3.4. Eveneens faalt de klacht tegen 's Hofs oordeel dat de waarde van
de onderhavige objecten mede wordt bepaald door de - op zichzelf niet
bestreden - omstandigheid dat zij dusdanig klein zijn dat de
exploitatie van een agrarisch bedrijf daarop niet lonend is; dat
oordeel geeft geen blijk van een onjuiste rechtsopvatting en kan, als
verweven met waarderingen van feitelijke aard, voor het overige in
cassatie niet op zijn juistheid worden getoetst. In het bijzonder ligt
in dat oordeel niet besloten dat het Hof geen rekening zou hebben
gehouden met de mogelijkheid dat een gegadigde de objecten zou
toevoegen aan een ander agrarisch bedrijf.

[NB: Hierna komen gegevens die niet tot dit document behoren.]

PR #239, opened 2019-03-15
fix(types): remove extends of WithNamespaces

prokopsimek:
- Removed `extends WithNamespaces`, let the developer uses his own types for the component. 
- Do not enforce developer to define I18n `t` function (removal of extends - e.g. `React.SFC<{myProp: string}>`)
- If the developer wants to use the `t` function in his Component, he has to set props with I18nProps interface (`React.SFC<I18nProps>`) or extend his own interface with I18nProps (`interface CustomProps extends I18nProps { myProp: string }`)

Now the typing works correctly:

```
yarn run v1.13.0
$ rimraf ./build && next build && tsc
Creating an optimized production build ...

> Using external babel configuration
> Location: "/Users/prokop/Sites/_yoyo/xoxo/.babelrc"
Compiled successfully.

 ┌ /
 ├ /_app
 ├ /_document
 ├ /_error
 ├ /principles
 └ /signers

pages/index.tsx:21:10 - error TS2739: Type '{ totalCount: any; signers: any; }' is missing the following properties from type 'Pick<SignProps, "content" | "signers" | "totalCount" | "manifesto" | "currentUser">': content, manifesto

21         <Sign totalCount={props.totalCount} signers={props.signers} />
            ~~~~

pages/index.tsx:22:10 - error TS2739: Type '{ totalCount: any; signers: any; }' is missing the following properties from type 'Pick<AvatarsProps, "content" | "signers" | "totalCount" | "manifesto" | "currentUser">': content, manifesto

22         <Avatars totalCount={props.totalCount} signers={props.signers} />
            ~~~~~~~


Found 2 errors.

error Command failed with exit code 2.
info Visit https://yarnpkg.com/en/docs/cli/run for documentation about this command.
```

@isaachinman Sorry for that mistake.

PR #240, opened 2019-03-19
fix(types): Extend config with options from i18next

kachkaev:
Resolves https://github.com/isaachinman/next-i18next/pull/239#issuecomment-473892273

See [definition of `i18next InitOptions`](https://github.com/i18next/i18next/blob/19b2785206b1024497dab78e8ee6c1fb9dd90472/index.d.ts#L156)

cc @felixmosh

### DIFF
--- a/types.d.ts
+++ b/types.d.ts
@@ -11,19 +11,18 @@ import { LinkProps } from 'next-server/link';
 import { SingletonRouter } from 'next-server/router';
 import i18next from 'i18next';
 
-export interface INextI18NextConfig {
-  browserLanguageDetection: boolean;
-  serverLanguageDetection: boolean;
-  defaultNS: string;
-  defaultLanguage: string;
-  ignoreRoutes: string[];
-  localePath: string;
-  localeStructure: string;
-  otherLanguages: string[];
-  localeSubpaths: 'none' | 'foreign' | 'all';
-  use: any[];
-  customDetectors: any[];
-}
+export type InitConfig = {
+  browserLanguageDetection?: boolean;
+  serverLanguageDetection?: boolean;
+  defaultLanguage?: string;
+  ignoreRoutes?: string[];
+  localePath?: string;
+  localeStructure?: string;
+  otherLanguages?: string[];
+  localeSubpaths?: "none" | "foreign" | "all";
+  use?: any[];
+  customDetectors?: any[];
+} & i18next.InitOptions;
 
 export interface I18nProps {
   t(key: string, option?: object): string;
@@ -35,7 +34,7 @@ declare class NextI18Next {
   Router: SingletonRouter;
   i18n: i18next.i18n;
 
-  constructor(config: Partial<INextI18NextConfig>);
+  constructor(config: InitConfig);
 
   withNamespaces(
     namespace: Namespace | NamespaceExtractor,


types.d.ts
```diff
@@ -11,19 +11,18 @@ import { LinkProps } from 'next-server/link';
...
-  defaultLanguage: string;
-  ignoreRoutes: string[];
-  localePath: string;
-  localeStructure: string;
-  otherLanguages: string[];
-  localeSubpaths: 'none' | 'foreign' | 'all';
-  use: any[];
-  customDetectors: any[];
-}
+export type InitConfig = {
```
kachkaev: We can no longer prefix this typing with `I` as it is not an interface any more. I'm renaming it to `InitConfig` to avoid too much verbosity (there are no more primary objects with configs in this library).

Technically, renaming `INextI18NextConfig` is a breaking change because it is exported. I can add something like this:

```
    /**
     * @deprecated use InitConfig instead
     */
export type INextI18NextConfig = InitConfig;
```

Might be an overkill given the age of typings.

felixmosh: I do think that it is an overkill to add the deprecation.

isaachinman: @felixmosh Can you approve the PR if you believe it's mergeable?

felixmosh: Will check it in my project, just to be sure.

felixmosh: Yeah, it works :]

types.d.ts
```diff
@@ -11,19 +11,18 @@ import { LinkProps } from 'next-server/link';
...
+  browserLanguageDetection?: boolean;
+  serverLanguageDetection?: boolean;
+  defaultLanguage?: string;
```
isaachinman: This is not an optional param.

kachkaev: According to the README, `defaultLanguage` has a default value (`en`). `otherLanguages` though is marked as required. Did you mean that option here, just github placed your comment next to the neighbouring line?

kachkaev: Hmm. The minimal example in that same README defines both `defaultLanguage` and `otherLanguages`. Conceptually, they both seem to be required parameters, which I'm happy with. In this case, we can remove `?` from both of them and remove _Default value_ from the docs. Otherwise, there's a contradiction. WDYT?

kachkaev: | Key  | Default value |
| ------------- | ------------- |
| `defaultLanguage` (required) | - |
| `otherLanguages` (required) | - |
| `browserLanguageDetection`  | `true`  |
| `defaultNS` | `'common'`  |
| `ignoreRoutes`  | `['/_next', '/static']`  |
| `localePath` | `'static/locales'`  |
| `localeStructure` | `'{{lng}}/{{ns}}'`  |
| `localeSubpaths` | `'none'`  |
| `serverLanguageDetection` | `true`  |
| `use` (for plugins) | `[]`  |
| `customDetectors` | `[]`  |

isaachinman: Hm, good point. Not sure how we'd communicate default values. `otherLanguages` is required in that it must be an array of strings with a length more than zero... but let's just leave it out for now. I hope to bring an enterprise TS project on board to `next-i18next` soon, and will work out those kinks as we go.

kachkaev: Re. an array with a non-zero length. Turns out TypeScript allows defining such a typing in theory 👀
https://stackoverflow.com/a/49910890/1818285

3.5. De slotsom luidt dat het middel in al zijn onderdelen faalt.
4. Proceskosten
Het college zal worden veroordeeld in de kosten van het geding in
cassatie.
5. Beslissing
De Hoge Raad:
verklaart het beroep ongegrond, en
veroordeelt het college in de kosten van het geding in cassatie aan de
zijde van belanghebbenden, vastgesteld op ¤ 1288 voor
beroepsmatig verleende rechtsbijstand, en wijst de gemeente Liemeer
aan als de rechtspersoon die deze kosten moet vergoeden.
Dit arrest is gewezen door de vice-president E. Korthals Altes als voorzitter, en de raadsheren A.R. Leemreis en C.J.J. van Maanen, in tegenwoordigheid van de waarnemend griffier A.I. Boussak-Leeksma, en in het openbaar uitgesproken op 20 december 2002.